I had a lot of hopes for JLP, going in. And some fears: that the return to Star Trek led by a white man, and the relative whiteness of the writers room compared to Discovery, would be a regression in terms of the diversity that Discovery has added to the Trek universe.
If nothing else, I’ve been wary of the fact that Kirsten Beyer conceived the show, but the showrunner job was given to Michael Chabon, who has a fraction of her television experience.
And based on this episode alone, those fears have been realised. I liked “Remembrance”, but it’s very much Scripted By Two White Guys. (Specifically Akiva Goldsman, responsible for some of Discovery‘s weaker scripts, and James Duff, who is new-ish to the franchise — he wrote “Fortunate Son”, one of the better Enterprise episodes, but his last job was showrunning Major Crimes, a procedural which killed its own lead character for shock value four episodes before its final episode.)
Here’s a quick list of my problems:
- This is literally the second consecutive Star Trek premiere which presented an Asian woman as a lead character, only to kill her off and replace her with a duplicate.
- And Dahj’s death is a straight-up fridging.
- We have only two black people in this entire episode. One is on screen for thirty seconds, then murdered. The other is treated to a tremendously condescending speech by Picard, in a scene which has a bunch of implications beyond the racial dynamics, but let’s be clear: those racial dynamics are ugly.
- We have a bunch of female characters, so we’re at least doing better than The Mandalorian at this stage in its run, but apparently passing the Bechdel Test was too hard.
- This is not a show about Relationships, but nevertheless we’ve seen a lot of casual heterosexuality so far, and absolutely no queerness.
I’ve seen a lot of generally decent white men of my acquaintance reacting to “Remembrance” with joyous cries of “Finally! Real Star Trek!” And I think it’s worth stepping back and interrogating that impulse.
Let me dig into a couple of my problems in more detail before I move onto the things I actually liked. (Or loved. I am apparently capable of many simultaneous emotions.)
Putting dahj in the fridge
To be completely honest, I was a little bit wary of Dahj as a character — I liked her, but I’ve never felt like Star Trek needed to embrace the Lost Girl/Martial Artist Waif trope. We already have Joss Whedon, you know?
But I assumed, foolishly, that she would be allowed to expand beyond that, and become a fully fledged character.

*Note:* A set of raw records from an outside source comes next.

PR #4478, opened 2026-05-20
*MSC4140: Blend use case specific considerations into the introduction directly

Johennes:
This is to address https://github.com/matrix-org/matrix-spec-proposals/pull/4140/changes#r3269609956 and https://github.com/matrix-org/matrix-spec-proposals/pull/4140/changes#r3259100997.


AndrewFerr (commented):
I like this, but since it impacts the MSC's relevance to VoIP, I'll defer approval to someone from the VoIP team (pinging @toger5 who is already active on the MSC)

Johennes:
@toger5 and I synced out of band and he has no concerns with this landing.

Instead of being unceremoniously blown up so that Picard can have some manpain, followed instantly by the convenient reveal that there is another.
Now, it’s possible that Dahj is still alive, being treated for her injuries as a prisoner of the Romulans. They were looking to capture, not kill, after all, and they clearly had access to sophisticated transporter technology that could beam her out mid-explosion. (Because Sometimes Reddit Is Good, a user there pointed out that there’s a lot of camera movement in that moment, too, possibly as a sleight of hand.)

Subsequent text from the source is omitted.